Pruning Parameterization With Bi-Level Optimization for Efficient Semantic Segmentation on the Edge
Changdi Yang · Pu Zhao · Yanyu Li · Wei Niu · Jiexiong Guan · Hao Tang · Minghai Qin · Bin Ren · Xue Lin · Yanzhi Wang
West Building Exhibit Halls ABC 290
With the ever-increasing popularity of edge devices, it is necessary to implement real-time segmentation on the edge for autonomous driving and many other applications. Vision Transformers (ViTs) have shown considerably stronger results for many vision tasks. However, ViTs with the full-attention mechanism usually consume a large number of computational resources, leading to difficulties for real-time inference on edge devices. In this paper, we aim to derive ViTs with fewer computations and fast inference speed to facilitate the dense prediction of semantic segmentation on edge devices.
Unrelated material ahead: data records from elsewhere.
PR #11270, opened 2025-07-29
dnd: drop drag-and-drop on tablet pen tip up

DarkCreepy59:
Currently it seems like dropping dnd does not check for tablet events like is done with touch and mouse. This PR makes it possible to end dnd with a stylus.

https://github.com/hyprwm/Hyprland/discussions/9878#discussioncomment-12904712 mentions dnd not being finished only "in some cases", which I find odd because I don't recall ever being able to drop dnd with a tablet.
Is there something that I am missing?

Ready but before merging I would like feedback as see above.

### DIFF
--- a/src/managers/input/Tablets.cpp
+++ b/src/managers/input/Tablets.cpp
@@ -2,6 +2,7 @@
 #include "../../desktop/Window.hpp"
 #include "../../protocols/Tablet.hpp"
 #include "../../devices/Tablet.hpp"
+#include "../../managers/HookSystemManager.hpp"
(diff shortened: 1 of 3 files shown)


vaxerski:
this generally looks good to me, I don't use tablets so I can't give input on your question. Is there anything else?

DarkCreepy59:
My main concern was whether there was some way for tablets to be handled by dnd in a way that I'm not aware of.
If you say this looks good to you, then I guess it can be merged.

And I don't think testing is necessary, I don't see any way this could cause a regression considering it was already broken before.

To achieve this, we propose a pruning parameterization method to formulate the pruning problem of semantic segmentation. Then we adopt a bi-level optimization method to solve this problem with the help of implicit gradients. Our experimental results demonstrate that we can achieve 38.9 mIoU on ADE20K val with a speed of 56.5 FPS on Samsung S21, which is the highest mIoU under the same computation constraint with real-time inference.